At the age of 85, Mira Lehr is hitting a new high water mark in her career with national critical acclaim and a passion for protecting the planet from climate Armageddon. Mira Lehr has been championing environmental action since 1969, decades before others jumped on the climate bandwagon. It was fifty-one years ago that Buckminster Fuller chose Lehr for his groundbreaking World Game project. This was during the first lunar landing and a year before the first Earth Day, which celebrates its 50th anniversary this week on April 22.
Now, on the 50th anniversary of her artistic turning point towards championing the environment, the Mennello Museum of American Art in Orlando has invited Mira Lehr to present a new exhibition with a fateful title: High Water Mark. Since the museum is temporarily closed due to the pandemic, a new series of online initiatives bring Mira’s art to audiences who are staying at home now because of social distancing.
➢ The Mennello Museum is also providing online tools for families while at home with their children during the pandemic, based on Mira Lehr’s exhibition. Parents can visit the museum’s social media channels: facebook.com/MennelloMuseum and instagram.com/mennellomuseum (#YourMennelloMoment).

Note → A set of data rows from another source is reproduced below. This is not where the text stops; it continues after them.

PR #1295, opened 2023-07-31
Create local script to replace existing local dev scripts

tomkennedy513:
- Support building with pack or ko locally


DEVELOPMENT.md
```diff
@@ -6,7 +6,7 @@ Access to a Kubernetes cluster is needed in order to install the kpack controlle
```
chenbh, line 6: We should mention somewhere that the dev flow is only for linux images

hack/local.sh
```diff
@@ -0,0 +1,100 @@
...
+Builds and generates a deployment yaml for kpack.
+
+Prerequisites:
+- pack or ko installed
+- kubectl installed
+- docker login to your registry
+
+OPTIONS
+  --help                          -h  prints the command usage
+  --buildType <buildType>             build system to use. valid options are pack or ko.
```
chenbh, line 21: I think CLI flags usually uses `kebab-case`

hack/build.sh
```diff
@@ -0,0 +1,174 @@
+#!/bin/bash
+
+function lifecycle_image_build() {
+    image=$1
+    go run hack/lifecycle/main.go --tag=${image}
+}
+
+function generate_kbld_config_pack() {
```
chenbh, line 8: There's something weird about this when you try to rebuild the image again. For some reason it results in a repo digest mismatch. I wonder if kbld is adding something that's causing the build to not be reproducible?

hack/local.sh
tomkennedy513: ya I can change, I took the loop from paketo which uses camel case

hack/build.sh
chenbh: This was due to my env being polluted, nuking the registry and docker pruning fixed the problem

hack/build.sh
```diff
@@ -0,0 +1,203 @@
...
+  completion_image=${IMAGE_PREFIX}completion
+  lifecycle_image=${IMAGE_PREFIX}lifecycle
+
+  echo "Building Lifecycle"
+  lifecycle_image_build ${lifecycle_image}
+
+  echo "Generating kbld config"
+  temp_dir=$(mktemp -d)
+  kbld_config_path="${temp_dir}/kbld-config"
+  if [ $type = "ko" ]; then
```
samj1912, line 192: Any reason to support both types? Should we just use the one that has the best devx?

tomkennedy513: The main reason I added both was a bit of a proof of concept. Inside VMware we have some teams that use ko, but are experimenting with using buildpacks, so I was trying to show a way that you could build the same image with either ko or pack.

Which one has the best developer experience is a bit tough to answer since it depends a bit on what you're doing. Iterating locally, ko will be a bit quicker since there is no docker involved, but it is very dependent on your local environment. Building with pack will replicate our ci so as a developer you can have confidence that the changes you are working on locally will behave the same in ci. 

I personally think there is room for both, but if I had to chose one I would pick pack because consistency would be more important to me than speed.

chenbh: The trade off is `pack` is what we use to generate our actual releases (and something-something dog fooding), so you would use it to get as close as possible to the release process/candidate. On the other hand, `ko` is fast, like 1 min vs 7-10 min. The difference is even greater when both are started from empty caches.

samj1912 (approved):

chenbh (changes requested):
Whoops, forgot that `pack` deposits the built binaries at `/cnb/process/<app>`, which we hard code at https://github.com/buildpacks-community/kpack/blob/2646bcfa7b744677a4261f26214490d4a7f03fba/pkg/apis/build/v1alpha2/build_pod.go#L399.

samj1912 (approved):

➢ Lehr is sharing the museum’s virtual tours with her audiences at this new video-tour miralehr.com/high-water-mark-exhibition-videos and at this new gallery photo-tour miralehr.com/exhibition-phototour.
About the Artist
Lehr’s solo and group exhibitions number over 300. She is a graduate of Vassar College (1956) with a degree in Art History, under the mentorship of Linda Nochlin, the feminist art historian. She has been collected by major institutions across the U.S., including the Smithsonian Museum of American Art (Washington), the Getty Museum Research Center (Los Angeles), Perez Art Museum (Miami), and the Frances Lehman Loeb Art Center (NY).